Amendment put and declared lost.

I move amendment No. 197:

In page 95, subsection (1)(b), lines 16 and 17, to delete all words from and including “creditors” in line 16 down to and including “debts” in line 17 and substitute the following:

“creditors representing more than 30 per cent of the value of the secured debts”.

Amendment put and declared lost.

I move amendment No. 198:

In page 95, subsection (1)(c), lines 22 and 23, to delete all words from and including “creditors” in line 22 down to and including “creditors” in line 23 and substitute the following:

“creditors representing more than 30 per cent by value of the creditors”.

Amendment put and declared lost.
Section 105 agreed to.
Section 106 agreed to.
SECTION 107

Amendment No. 199 is out of order.

Amendment No. 199 not moved.

Amendments Nos. 200 and 201 are related and may be discussed together.

I move amendment No. 200:

In page 96, subsection (2), line 44, to delete “within 21 days” and substitute “within 14 days”.

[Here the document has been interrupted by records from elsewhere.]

PR #4171, opened 2026-09-15
fix: stop the pre-commit runner from chmod-mutating tracked scripts

### LINKED ISSUE #4084: tests/run-all-tests.sh chmod +x on every .sh during pre-commit dirties tracked file modes
Found by lane fix-4070 (2026-09-13): tests/run-all-tests.sh line 130 runs chmod +x on every .sh file during the pre-commit run and changed the mode of test-ascii-density-ratchet.sh, leaving a dirty tracked file the lane had to restore by hand. Ask: only chmod files the test run needs, or check modes and fail with a message instead of mutating the tree; add a test that the pre-commit run leaves git status clean.

yonatangross:
## What

`tests/run-all-tests.sh` opened every run, including the pre-commit `--lint` path, with two `find -exec chmod +x {} \;` passes over `tests/` and `src/hooks`. On a tracked script whose git mode was 100644, the chmod flipped the on-disk bit and `git status` picked up a mode change nobody asked for: the validator mutated the worktree it was validating. That is how `tests/test-ascii-density-ratchet.sh` got dirtied for lane fix-4070 (#4084).

- Both chmod passes are replaced with a read-only exec-bit preflight: one `git ls-files -s -- '*.sh'` call; a file is compliant when the index records 100755 AND the exec bit is set on disk; otherwise the run fails, naming each file and its repair command (`chmod +x <file> && git add <file>`). The runner never chmods. Outside a git work tree (tarball checkout) the check degrades to a skip, like the old courtesy pass.
- The seven tracked `.sh` files that sat at 100644 are fixed to 100755 in this PR, so the check is green on main: `5-deps-pr.sh`, `.claude/coordination/lib/coordination.sh`, `.claude/scripts/feedback-lib.sh`, `.claude/scripts/memory-lib.sh`, `.github/scripts/npm-audit-with-retry.sh`, `scripts/ci/check-skill-structure.sh`, `scripts/ci/version-skip-pattern.sh`.
- New `tests/ci/test-run-all-tests-no-mutation.sh` drives the pre-commit `--lint` invocation (the one `bin/git-hooks/pre-commit` step 7 makes, with the same GIT_* env scrub) in a throwaway git repo whose only tracked script is a copy of the runner: a clean fixture runs green with `git status --porcelain` empty afterwards; a stripped disk bit or an index mode of 100644 fails the run, names the file and the fix, and repairs nothing.

## Why

#4084. A validator that writes cannot be trusted: the mutation surfaced as a mode change riding in an unrelated lane's commit. The pre-commit path is the worst place for it, because it runs seconds before history is written and the author's `git add` picks up whatever the hook left behind. Failing loudly with the repair command beats silently repairing, because the repair is then an explicit, staged decision.

## How verified

- `bash tests/run-all-tests.sh --quick`: 20 categories passed, 0 failed, advisory warnings 263 under the 267 baseline
- `git status --porcelain` after the run: exactly the PR's own staged diff, nothing added by the suite
- `bash tests/ci/test-run-all-tests-no-mutation.sh`: 3 scenarios, PASS
- `node docs/site/scripts/lab-manifest.mjs --check`: 176 fragments == lab-data.ts == public/lab/
- `npx tsc --noEmit -p src/hooks/tsconfig.json`: clean (the pre-push gate)

## Lab

https://orchestkit.yonyon.ai/lab/chore--dsp-94218-fix-4084.html

Closes #4084

Harness: pi | Model: z-ai/glm-5.3-flash | Effort: mech | Seat: fix-4084

## Summary by CodeRabbit

- **Bug Fixes**
  - The test runner no longer changes file permissions during execution.
  - Added a read-only check to verify tracked shell scripts have the correct executable status.
  - Invalid permissions now stop the run with the affected file and a clear repair command.
  - Git status remains clean after successful test runs.

- **Tests**
  - Added coverage for clean repositories, missing executable permissions, staged mode changes, and protected Git environments.

- **Documentation**
  - Added a lab manifest documenting the updated test-runner behavior.

## Interactive Playground

docs/chore--dsp-94218-fix-4084/index.html

Shows the old mutating `find ... -exec chmod +x` passes beside the new
read-only preflight, and walks the seven tracked scripts that were at 100644
through both, so the difference between "validator fixed the tree" and
"validator reported the tree" is visible rather than described. The published
copy is docs/site/public/lab/chore--dsp-94218-fix-4084.html, generated from
docs/site/lab-manifest/chore--dsp-94218-fix-4084.json.


yonatangross:
HOLD at c556f67b60341175760719efa5fefe07f05acd41 (conductor-orchestkit-7). Two blockers, one of them is the PR's own bug committed into the PR.

P1, the fix did not hold on its own branch. Seven tracked scripts carry a bare mode flip 100644 to 100755 with zero content change:

```
.claude/coordination/lib/coordination.sh
.claude/scripts/feedback-lib.sh
.claude/scripts/memory-lib.sh
.github/scripts/npm-audit-with-retry.sh
5-deps-pr.sh
scripts/ci/check-skill-structure.sh
scripts/ci/version-skip-pattern.sh
```

Counted from the patch: 7 `old mode 100644` / 7 `new mode 100755` lines against 6 files with content hunks. This PR exists to stop the pre-commit runner from chmod-mutating tracked scripts, and it ships exactly that mutation. The body claims `git status --porcelain` was empty after `bash tests/run-all-tests.sh --quick`, which is consistent only if the mutation was already staged before the fix landed. Either way the evidence offered does not cover the defect that is visible in the diff. Drop the seven mode changes unless one of them is a deliberate, separately justified correction, and say which.

P2, the branch is DIRTY. `git merge-tree --write-tree origin/main HEAD` gives exactly one conflict, `docs/site/lib/generated/lab-data.ts`, which is a generated file and should be resolved by regeneration rather than by hand. Because the branch will not merge, only 1 check run exists at this head, so nothing about CI has been established here.

P3, the body has no `## Interactive Playground` section. The page ships at `docs/chore--dsp-94218-fix-4084/index.html`, so this is a body edit, not new work. Same shape as #4170.

Provenance is clean: four keys, no account identity.

Auto-merge stays null. A lane is being dispatched for the rebase plus the mode-change removal.

yonatangross:
Correction to my HOLD (5692621829): the P1 was wrong. Retracting it, and replacing it with a smaller but real finding.

RETRACTED P1. I called the seven 100644 to 100755 mode flips "the bug appearing inside its own fix". They are not. Reading the actual hunk in tests/run-all-tests.sh, this PR replaces two mutating `find ... -exec chmod +x` passes with a read-only, fail-closed preflight that aborts the run when any tracked `*.sh` is not mode 100755 with the exec bit set. Counted on origin/main over all tracked .sh files:

```
 495  100755
   7  100644
```

The seven at 100644 are exactly the seven this PR flips. So the flips are the one-time migration the new gate requires, not collateral from the old chmod. I judged the diff without reading the fix it belonged to, which is the same mistake my own HOLD accused the PR of.

STANDS, P2, the branch is DIRTY. `git merge-tree --write-tree origin/main HEAD` gives exactly one conflict, `docs/site/lib/generated/lab-data.ts`, a generated file that should be resolved by regeneration.

NEW P2. `5-deps-pr.sh` at the repo root is 0 bytes on main. The PR makes an empty file executable so it satisfies the new gate. That is the gate documenting a stray rather than the stray being cleaned up. Delete the file instead of chmod-ing it, unless it is a placeholder something depends on, in which case say what.

NEW P3, design, not a blocker. The gate's rule is "every tracked .sh is 100755", so it marks sourced libraries executable too. `.claude/coordination/lib/coordination.sh` is sourced from at least six call sites (`coord-decisions`, `coord-lock`, `coord-status`, and three examples) and is never invoked directly; the same applies to `feedback-lib.sh` and `memory-lib.sh`. Uniformity has its own value and 495 of 502 files already comply, so this is a note, not an objection. Worth one line in the preflight comment saying the rule is deliberately uniform rather than semantic.

STANDS, P3, the body has no `## Interactive Playground` section. The page ships at `docs/chore--dsp-94218-fix-4084/index.html`, so this is a body edit.

Provenance remains clean: four keys, no account identity.

yonatangross:
LAND read 2026-09-16 at 8ffae3dea2a1d739ab61e78d5cd595b90102995b

18 of 18 required contexts success by name at this sha, 0 ambiguous under the failed-sibling-run rule. This is the first content read this PR has had at any head, so I read it from scratch rather than against a prior verdict. One P3 I proved in a fixture, and one note about which oracle to trust on the deleted file.

The fix is real and the replacement is the right shape. Two `find ... -exec chmod +x {} \;` passes become one read-only, git-scoped preflight. I ran the shipped loop verbatim against this repo's tree, which still carries the 7 offenders, and it names exactly them and nothing else:

```
detected 7:
  .claude/coordination/lib/coordination.sh
  .claude/scripts/feedback-lib.sh
  .claude/scripts/memory-lib.sh
  .github/scripts/npm-audit-with-retry.sh
  5-deps-pr.sh
  scripts/ci/check-skill-structure.sh
  scripts/ci/version-skip-pattern.sh
```

The pathspec reaches every depth: 502 tracked `.sh` matched, not just the top level.

The migration is complete, and this is the check that mattered most, because the preflight is fail-closed on every invocation including the pre-commit `--lint` path. One straggler at 100644 would abort every contributor's commit. At this head, of 502 tracked `.sh` files, all 502 are mode 100755 and none is anything else. On main exactly 7 are not, and they are exactly the 7 this PR resolves, 6 by mode flip and one by deletion. So the gate goes green the moment this lands and stays green.

On the seven mode flips: they are the migration the new gate requires, not the bug it fixes. I confirmed that independently rather than taking the retraction on trust, by checking the mode distribution at both ends. The uniform 100755 rule is applied to sourced libraries too, which the comment calls out as deliberate rather than semantic. That is the right way to state a convention you are choosing.

Deleting `5-deps-pr.sh` instead of chmod-ing it is correct: it was 0 bytes on main and is absent at this head. Marking an empty file executable to satisfy a gate would have been the wrong kind of compliance.

Which oracle to trust here, because the obvious one misleads. The cumulative `gh pr diff` still renders `old mode 100644 / new mode 100755` for `5-deps-pr.sh`, since the first commit flips the mode and the second removes the file. The per-commit file lists show that plainly (`modified` then `removed`), the cumulative API file list already says `removed`, and the contents API returns 404 at the head. Three oracles agree; only the rendered patch reads as though a mode change ships.

The new test asserts the property, not the output. `tests/ci/test-run-all-tests-no-mutation.sh` drives the same `--lint` invocation the pre-commit hook makes, in a throwaway repo, and its three scenarios check the things that would actually regress: a clean fixture exits 0 with `git status --porcelain` empty, a stripped disk bit exits non-zero and the file is STILL non-executable afterwards, and an index mode of 100644 exits non-zero with the index mode UNCHANGED. Those last two are the assertions that matter, because they prove the runner reported rather than repaired.

It also scrubs the environment, which I was glad to see: `env -u GIT_INDEX_FILE -u GIT_DIR -u GIT_WORK_TREE -u GIT_PREFIX -u GIT_COMMON_DIR -u GIT_OBJECT_DIRECTORY`. A fixture repo driven from inside a pre-commit hook without that scrub aims its `git add` at the real index, which is a failure this estate has already paid for once.

P3, and I proved it rather than asserting it. The preflight is blind to a non-ASCII path, and it fails open there. `core.quotePath` defaults to true, so `git ls-files -s` prints such a path C-quoted and octal-escaped; `[ -f "$path" ]` then fails on the quoted spelling and the loop `continue`s. In a fixture with two non-compliant scripts, one ASCII and one Hebrew-named:

```
default quotePath      detected 1 of 2:  src/plain.sh
core.quotePath=false   detected 2 of 2:  src/plain.sh, src/שלום.sh
```

The miss is silent and lands on the `[ -f "$path" ] || continue` line whose comment reads "staged deletion: no mode to fix", so a skipped file is indistinguishable from an intended skip. Not live today: of 7617 tracked paths in this repo, zero are non-ASCII, and zero tracked `.sh` are. But this is a durable guard in an estate that writes Hebrew, and the fix is one flag, `git -c core.quotePath=false ls-files -s`, or `-z` with a NUL-delimited read.

A method note on that P3, since it nearly went out wrong. My first pass used `awk '/[^\x00-\x7F]/'`, which reported all 7617 paths and all 502 scripts as non-ASCII. awk does not expand `\x` escapes inside a bracket expression, so the class matched nearly everything. The numbers above come from a byte-level check in python instead.

The degradation path is honest in both directions: outside a git work tree the check skips entirely, matching the old courtesy pass, and a git failure yields an empty list and the run proceeds unguarded, which the inline comment states rather than hides.

No long dash in the added lines, no account identity in the commit trailers or body, auto-merge off. `Closes #4084`, and #4084 is open.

This amendment seeks to reduce the 21-day appeal period in section 107(2) to 14 days to ensure consistency with earlier sections in the Bill. Amendment No. 201 is linked to amendment No. 200 and provides for the insertion of additional text in section 107(3) to make clear that the time frame for the lodging of a creditor's objection is within 14 days of the date of the sending of the personal insolvency petitions notice to each creditor under section 107(2). This time frame was not provided for in the Bill as published and is considered necessary for the avoidance of doubt.

Amendment agreed to.

I move amendment No. 201:

In page 97, subsection (3), lines 1 and 2, to delete all words from and including “A creditor” in line 1 down to and including “court” in line 2 and substitute the following:

“A creditor may lodge a notice of objection with the appropriate court within 14 days of the date of the sending by the personal insolvency practitioner of the notice referred to in subsection (2) and”.

Amendment agreed to.

Section 107, as amended, agreed to.
SECTION 108

I move amendment No. 202:

In page 97, subsection (1), lines 6 and 7, to delete all words from and including “On” in line 6 down to and including “section 107” in line 7 and substitute “On approval of a personal insolvency arrangement”.

Amendment put and declared lost.

I move amendment No. 203:

In page 97, subsection (1), lines 8 and 9, to delete “the register maintained by it under section 127” and substitute “the Register of Personal Insolvency Arrangements”.

This is a technical amendment.

Amendment agreed to.
Section 108, as amended, agreed to.
SECTION 109

I move amendment No. 204:

In page 97, lines 20 to 22, to delete subsection (2).

This amendment proposes the deletion of subsection (2). The subsection is superfluous as the provisions of section 108(2) already provide that the protective certificate shall continue in force until the personal insolvency arrangement comes into effect or all objections lodged with the appropriate court pursuant to section 107(3) have been determined by the appropriate court.

Amendment agreed to.
Section 109, as amended, agreed to.
SECTION 110

I move amendment No. 205:

In page 97, subsection (1), line 31, to delete “10 days” and substitute “14 days”.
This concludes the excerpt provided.